Phase 1 complete. I have set up the cemetery in the front yard. Nothing spectacular ... just the fence and headstones.

For now.










Next will come the crashed UFO. Broken fence and headstones ... smashed pumpkins ... unearthed bodies and coffins thrown everywhere. An alien body ... M.I.B.










If all goes as planned, that is.Save​


----------



## Copchick (Apr 10, 2012)

Oh no, the aliens are coming! Looks good so far Dr. M.


----------



## Dr. Maniaco (Sep 7, 2012)

We all know why they come here, too. To give us advanced technology in return for that most universally coveted and sought-after product only available here on Earth ... Funyuns.


----------



## RoxyBlue (Oct 6, 2008)

So my guess is that your car is out in the street while an alien spaceship sits in your garage. You must get looks from the neighbors as they go by:jol:


----------



## Hairazor (Mar 13, 2012)

I always look forward to what you come up with and this is sounding real good


----------



## Copchick (Apr 10, 2012)

Dr. Maniaco said:


> We all know why they come here, too. To give us advanced technology in return for that most universally coveted and sought-after product only available here on Earth ... Funyuns.


Funyuns?! Ha, ha, ha!


----------



## Headless (Sep 4, 2011)

LOVE that spaceship Dr M!


----------



## Dr. Maniaco (Sep 7, 2012)

Copchick said:


> Funyuns?! Ha, ha, ha!


... Bugles?








Save​


----------



## Dr. Maniaco (Sep 7, 2012)

Headless said:


> LOVE that spaceship Dr M!


Thanks Headless ... my hope is that it will look better when the lights and effects are in place.


----------



## nimblemonkey (Aug 21, 2011)

I'm following this thread- I think next year's theme will be aliens from outer space. Nice job on that saucer


----------



## RoxyBlue (Oct 6, 2008)

So will you be costumed as head alien this year or one of those men in black?:jol:


----------



## Dr. Maniaco (Sep 7, 2012)

I will be a Man in Black. I have a neuralizer, too.


----------



## Dr. Maniaco (Sep 7, 2012)

and a plasma gun


----------



## RoxyBlue (Oct 6, 2008)

^Woo hoo, cool!

Hmmm, neuralizer - give the kids candy, flash the light and take the candy back, then give them a memory of eating their candy. Should be able to get through the entire evening of ToTing with just a couple candy bars


----------



## Dr. Maniaco (Sep 7, 2012)

You are quite the devilish one! I like that!


----------



## Pedagog (Oct 23, 2016)

RoxyBlue said:


> ^Woo hoo, cool!
> 
> Hmmm, neuralizer - give the kids candy, flash the light and take the candy back, then give them a memory of eating their candy. Should be able to get through the entire evening of ToTing with just a couple candy bars


Don't even need the sweets, just flash them and tell them they had the sweets.
:googly:


----------



## Dr. Maniaco (Sep 7, 2012)

Oh no. Something has cut a swath through my cemetery! Bodies everywhere.

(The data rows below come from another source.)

PR #194, opened 2026-08-20
Fix five legacy-reader gaps found on real engineering models

tuxiasumari:
## Summary

Marco here (via Claude). While sweeping IngeTrazo's round-trip harness over a folder of real project files (2015-2026), two SketchUp models that open fine in real SketchUp were rejected by the legacy walker. Hunting those two errors uncovered five distinct reader gaps — all in `legacy.py`:

1. **Textured colour-by-layer** (`_read_layer`): a CLayer can embed the same texture payload a CMaterial carries. The reader assumed flat RGBA and walked into the JPEG bytes (`expected a string record`). The payload is now factored into `_texture_block()`, shared by both readers.
2. **CDimensionLinear's "165-byte opaque tail"** actually embeds two object references (connection points). They're 2 bytes in small archives but 6 once the archive passes 0x7FFE objects and the 0x7FFF big-tag escape kicks in — the fixed skip derailed exactly on large models (`back-ref to class slot 3`). Now read structurally (37 + ref + 42 + ref + 82).
3. **Text leader attachments & CRelationship pointers can reference forward** (the annotation serializes before the geometry it labels). A new `_entity_ref()` tolerates that where the strict back-ref path rightly does not.
4. **CImage had no reader** — any legacy file with a dropped image was rejected outright. The record is instance-shaped (back-ref to the already-walked definition holding the image's face/texture + 3×4 placement + path + GUID); calibrated byte-exact on two files.
5. **Attribute value type 0x11** (`Geom::Point3d`, 3 doubles) was unknown; extensions (road tools etc.) store point arrays with it. Same payload as the supported 0x12 Vector3d.

## Validation

- A real **661 MB SketchUp 2017 model** (the IngeTrazo calibration expediente) that the walker always rejected **now parses completely**: 85 definitions, 284,836 faces, 40 materials, 16 layers, 12.9 s.
- Byte-identical fingerprints (defs/faces/edges/verts/insts/materials/layers) on the previously-parsing legacy corpus (v16/v17/v18).
- Full test suite green: 320 passed, 30 skipped.

## Repro models (published for you to test)

https://github.com/tuxiasumari/openskp/releases/tag/repro-legacy-2026-08 — `plaza-toros-puquina.skp` (81 MB, v18) and `casa-bueno.skp` (17 MB, v18), real project files, both open fine in SketchUp. They exercise fixes 1-5 and also the one gap that remains (filed separately): the **annotation-connection sets** in definition tails, which still stop both files' full parse. The 661 MB file is available on request.

### DIFF
--- a/packages/python/src/openskp/legacy.py
+++ b/packages/python/src/openskp/legacy.py
@@ -429,12 +429,55 @@ def _read_layer(ar, r):
     while len(mid) < 8 and r.peek(3) != _STR_MARKER:
         mid += r.raw(1)              # flags: 3 bytes on v16, 4 on v17+
     r.utf16()                        # internal name ("Layer_<name>")
-    r.u16()
+    flags = r.u16()
+    if flags & 0x00FF:
+        # Colour-by-layer with a TEXTURED material: instead of the flat
+        # RGBA, the layer embeds the same texture block a CMaterial
+        # carries (SketchUp Pro assigns full materials to layers). Low
+        # byte of the flag word set = textured; a plain colour layer has
+        # 0 there (its high byte carries an unrelated flag, so the word
+        # as a whole is non-zero either way).
+        tex = _texture_block(ar, r)
+        r.raw(4)                     # trailing u32
+        return {'k': 'layer', 'name': name, 'hidden': mid[0] if mid else 0,
+                'rgba': tex['rgba']}
     rgba = r.raw(4)
     r.utf16()
     r.raw(21)
     return {'k': 'layer', 'name': name, 'hidden': mid[0] if mid else 0,
             'rgba': tuple(rgba)}
+
+
+def _texture_block(ar, r):
+    """The textured-material payload: an embedded CDib plus applied size,
+    source file name, average colour, and opacity. Shared verbatim between
+    a CMaterial with a texture and a colour-by-layer CLayer that carries a
+    textured material."""
+    r.raw(2 if ar.ver >= 17 else 1)     # texture flag pad
+    s, n, dib = ar.read_object(r, expect='CDib')
+    if not (isinstance(dib, dict) and dib.get('k') == 'dib'):
+        raise LegacyParseError(f"texture object is not a dib {r.ctx()}")
+    # optional u32 between the dib and the 2 x f64 applied size
+    marker = r.data.find(_STR_MARKER, r.pos, r.pos + 28)
+    if marker - r.pos == 20:
+        r.u32()
+    elif marker - r.pos != 16:
+        raise LegacyParseError(f"texture size block misaligned {r.ctx()}")
+    w = r.f64()
+    h = r.f64()
+    fname = r.utf16()
+    avg = r.raw(9)               # RGBA + 00 + RGBA (colour stored twice)
+    r.utf16()
+    blob = r.raw(8)              # u32 + u32 colorized flag
+    opacity = r.f64()
+    use_op = r.u8()
+    # A colourized (re-tinted) texture stores the ORIGINAL image plus
+    # the tint as the average colour; flagged by the second blob u32
+    # or by alpha 0xFF on the stored colour.
+    colorized = bool(blob[4]) or avg[3] == 0xFF
+    return {'rgba': tuple(avg[:4]), 'opacity': opacity, 'use_opacity': use_op,
+            'tex_dib': s, 'tex_w': w, 'tex_h': h, 'tex_file': fname,
+            'colorized': colorized}
 
 
 def _read_material(ar, r):
@@ -450,31 +493,7 @@ def _read_material(ar, r):
         use_op = r.u8()
         out.update(rgba=tuple(rgba), opacity=opacity, use_opacity=use_op)
     else:
-        r.raw(2 if ar.ver >= 17 else 1)     # texture flag pad
-        s, n, dib = ar.read_object(r, expect='CDib')
-        if not (isinstance(dib, dict) and dib.get('k') == 'dib'):
-            raise LegacyParseError(f"texture object is not a dib {r.ctx()}")
-        # optional u32 between the dib and the 2 x f64 applied size
-        marker = r.data.find(_STR_MARKER, r.pos, r.pos + 28)
-        if marker - r.pos == 20:
-            r.u32()
-        elif marker - r.pos != 16:
-            raise LegacyParseError(f"texture size block misaligned {r.ctx()}")
-        w = r.f64()
-        h = r.f64()
-        fname = r.utf16()
-        avg = r.raw(9)               # RGBA + 00 + RGBA (colour stored twice)
-        r.utf16()
-        blob = r.raw(8)              # u32 + u32 colorized flag
-        opacity = r.f64()
-        use_op = r.u8()
-        # A colourized (re-tinted) texture stores the ORIGINAL image plus
-        # the tint as the average colour; flagged by the second blob u32
-        # or by alpha 0xFF on the stored colour.
-        colorized = bool(blob[4]) or avg[3] == 0xFF
-        out.update(rgba=tuple(avg[:4]), opacity=opacity, use_opacity=use_op,
-                   tex_dib=s, tex_w=w, tex_h=h, tex_file=fname,
-                   colorized=colorized)
+        out.update(_texture_block(ar, r))
     return out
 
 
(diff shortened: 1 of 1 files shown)


tuxiasumari:
Update: the hunt is finished — **both repro models now parse completely**, so this PR (now 3 commits) closes #195 as well.

The "annotation-connection sets" theory in #195 turned out to be wrong in an instructive way: the mysterious block was ordinary CFace/CLoop/CEdgeUse geometry all along. The REAL mechanism was **burned store-map indices**: when a dimension or leader text anchors to geometry, SketchUp `MapObject`s its connection points into the MFC store map *without serializing any bytes*, so the writer's index counter advances and every later back-reference looks "forward" to a byte-exact reader. The fix turns the edge-use parent oracle into a resync signal instead of a hard failure, plus three smaller variants found on the way (drawbase layer-by-object — inline CLayer or escaped ref instead of the u16 id —, CConstructionLine's 4-byte v18 tail, and the earlier CImage/Point3d/dimension/text/layer fixes).

Validation:
- `casa-bueno.skp`: 200 defs, 56,884 faces, 83 materials — 2.4 s
- `plaza-toros-puquina.skp`: 521 defs, 259,267 faces, 1,575 instances, 430 materials, 36 layers — 13.4 s
- the 661 MB v17 expediente: unchanged, still parses completely
- previously-parsing corpus fingerprints byte-identical, suite green (320 passed)
- end-to-end through IngeTrazo's importer: both models load via the pure backend (9 s / 59 s), no skp2dae fallback needed

iamahsanmehmood:
Thanks for the deep dig here - fixes 1, 4, and 5 (textured colour-by-layer, `CImage`, and the `0x11` attribute type) all look correct on review, and the `_texture_block()` factoring is a nice cleanup. Fix 3 (`_entity_ref`, forward-tolerant refs on `CRelationship`/`CDimensionLinear`/`CText`) is currently low-risk since none of those new fields (`connect`, `attach`, `refs`) are consumed by `_fill_builder` yet - they're parsed but not wired in.

Fix 2, the `_resync_slots` mechanism, is where I want to slow down before merging. I reproduced it in isolation against your branch (not just read it) and found a real bug:

`_read_edgeuse` captures `es` (the edge's slot) *before* calling `_resync_slots`:

```python
es, _, _ = ar.read_object(r, expect='CEdge')
...
if 0 < delta <= 4096:
    _resync_slots(ar, delta)
...
return {'k': 'edgeuse', 'edge': es, 'sense': sense}
```

`_resync_slots` shifts every slot from `start` through `next_slot - 1` up by `delta`, which includes `es` itself whenever the edge was freshly allocated (the common case for the first edgeuse of a loop right after a burn - it's essentially *always* true for whichever edgeuse first detects the mismatch, since that's what triggers the resync). But `es` is a plain int already returned to the caller by that point, so nothing updates it. The old slot `es` isn't left empty either - because the shift runs as an in-place walk from high to low, a *different*, unrelated object from `delta` slots earlier ends up moved into `es`'s old position.

Concretely, with a synthetic repro (slots 0-99 filler, watermark=100, a `CLoop` at 150, a fresh `CEdge` allocated at 151, then a resync with delta=6 fired from that same edgeuse): the real `CEdge` ends up at 157, but `ar.slots.get(151)` - which is what `_fill_builder` looks up via the `es` still embedded in the returned `edgeuse` dict - now returns whatever object used to live at slot 145. `_add_edge` then either throws `KeyError: 'v1'` (if that object isn't edge-shaped) or, worse, silently attaches the *wrong* edge's vertices to this loop (if it happens to also be a `CEdge`, which is common in edge-dense geometry).

I think this is why it doesn't show up in your validation: the byte-identical fingerprint check runs against the previously-parsing v16/v17/v18 corpus, which by definition never exercises `_resync_slots` (those files parsed fine before this PR). The 661 MB file's "parses completely, plausible counts" is the only signal for this path, and a swapped/wrong edge reference doesn't change face/edge/vertex *counts* - only their topology - so it wouldn't show up that way even if it's happening.

The fix is probably to track the shift the same way `_new_obj` already does for its own slot (`epoch = ar.shift_total` before the read, then `+= ar.shift_total - epoch` after) - but applied to `es` specifically in `_read_edgeuse`, since `_new_obj`'s own correction only protects the edgeuse's *own* returned slot, not values already captured earlier in the same function body.

Happy to re-review once that's addressed - the rest of this PR is in good shape.

iamahsanmehmood (changes requested):
Requesting changes for the _resync_slots issue detailed in my comment above - a verified bug, not a stylistic concern. Everything else in this PR looks solid.

tuxiasumari:
Corpus report: we swept **186 real-project .skp files (2015-2026, up to 50 MB)** from Marco's archive through the branch. Result: **182/186 parse completely** (the VFF-era files all pass; the legacy set includes v16/v17/v18 with dimensions, leader texts, guide lines, images, colour-by-layer and extension attribute dictionaries).

The sweep surfaced one more one-liner, now in the branch (4th commit): attribute value type **0x0C = Length** (a plain double, inches) — four 2016 files store extension data with it.

The 4 remaining failures are two distinct undecoded variants, tracked with repro files for a future round:
- three 2016 "salinas" files: a misalignment near the layer-list end (`definition-list anchor is None` / `implausible definition count` — the anchor read lands inside a layer record, so some layer-tail variant precedes it);
- one 2017 file: a guide-line (CConstructionLine) trailer variant, same family as the v18 4-byte tail fixed earlier (the record carries a 16-byte GUID-like trailer here).

tuxiasumari:
Great catch — thank you for actually reproducing it rather than just reading. You were right on every count, including why our validation was blind to it (fingerprints count entities; they don't check topology).

Rather than patching `es` specifically, the 5th commit **reworks the mechanism so the failure class can't exist**: registrations now always stay at walker indices (nothing ever moves, so no captured slot integer — `es`, an inlined edge's `v1`/`v2`, anything — can go stale), and `_backref` translates FILE references through the recorded burn bands (piecewise offset per event). References INTO a band — the phantom connection points — resolve to an explicit `'reserved'` placeholder instead of whatever object a shift would have left at that index.

Nice side effect that confirms your diagnosis: on `casa-bueno.skp` the new mechanism removes exactly one bogus edge the shifting version let through (118,073 → 118,072 edges — a phantom-band ref that used to resolve to a real, wrong edge and got appended as a list item). Everything else is byte-identical across the corpus; both repro models, the 661 MB file, and the 182/186 sweep still pass; suite green (320). Your synthetic scenario (filler 0-99, loop at 150, fresh edge at 151, delta=6) is structurally impossible now — the edge registers at 151 and stays there; the file's later refs to it (157) translate back to 151.

Also noted on fix 3 being parse-only for now — agreed, `connect`/`attach`/`refs` are deliberately not wired into `_fill_builder` yet; they're there so the stream walks correctly and the data is preserved for whenever dimensions get surfaced.

iamahsanmehmood (approved):
The rework addresses the _resync_slots bug directly: registrations now stay at walker indices permanently (nothing moves, so no captured slot like `es` can go stale), and file-side back-references are translated through the recorded burn bands instead. Traced through the new-object vs. back-ref ordering by hand and it holds up - the burn-detecting oracle (the loop-parent ref) fires on every edgeuse, so any shared edge downstream of a burn will already have that burn registered by the time it's referenced a second time.

Validation is thorough: 182/186 real-project corpus files now parse, byte-identical fingerprints on the previously-passing corpus, and the new mechanism visibly fixes a real wrong-edge bug the old shifting version was silently letting through on casa-bueno.skp. CI green across all five languages.

Approving.

tuxiasumari:
Final corpus result with the 6th commit: **186/186 — the entire 2015-2026 real-project corpus parses completely.** The last four failures were two more decoded variants (v20 layer-list null separators + the filler landing after a definition's decl with a zero-low-byte count, and per-writing-build guide-line tails, now self-calibrated per file). One upstream fixture assertion was corrected along the way: `gondola_v20.skp` really carries a second layer ("Gondulas Laterais") that the old counting dropped — the test had enshrined the bug.

All six files that ever failed have also been verified visually in IngeTrazo against SketchUp Web side by side. This closes out everything we can find to hunt; the branch is stable from our side whenever you want to re-review.

iamahsanmehmood:
Since this PR was already merged by the time your 6th-commit comment landed, pushing further to `fix-legacy-bugs` here didn't actually reach `main` - GitHub doesn't pull new commits into a PR's target branch once it's closed. Cherry-picked it (your authorship preserved) into a fresh PR and merged it: #199, now in `main` at `17d0fcb`. Corpus is 186/186 - nice work chasing the last four down. If you find anything else, either a new PR from a fresh branch or just pinging here works; a push to an already-merged branch won't land on its own.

(I need more dirt ... and I need help getting my UFO out of the garage and onto the support beams. And acting lessons - that sentence above doesn't emote at all!)


----------



## Pedagog (Oct 23, 2016)

Looking good


----------



## RoxyBlue (Oct 6, 2008)

Oh no, the aliens killed your grass!:googly:


----------



## Fletch350z (Jun 24, 2014)

That's awesome!


----------



## matrixmom (Aug 20, 2011)

Of course you can't have an alien theme without a plasma gun! Nice....


----------



## Dr. Maniaco (Sep 7, 2012)

My son came home for the weekend, so he helped me raise the UFO. Some dirt, some pushed-up bodies ... and the pumpkins got smashed, too. Too tired tonight to work on lighting, but I'm an early-bird, so I'll get that done in the morning.


----------



## RoxyBlue (Oct 6, 2008)

Totally cool!


----------



## Lord Homicide (May 11, 2012)

I agree with Roxy. That set up is bad ass and, good God, what are the dimensions of your UFO? Looks huge.


----------



## Dr. Maniaco (Sep 7, 2012)

Lord Homicide said:


> I agree with Roxy. That set up is bad ass and, good God, what are the dimensions of your UFO? Looks huge.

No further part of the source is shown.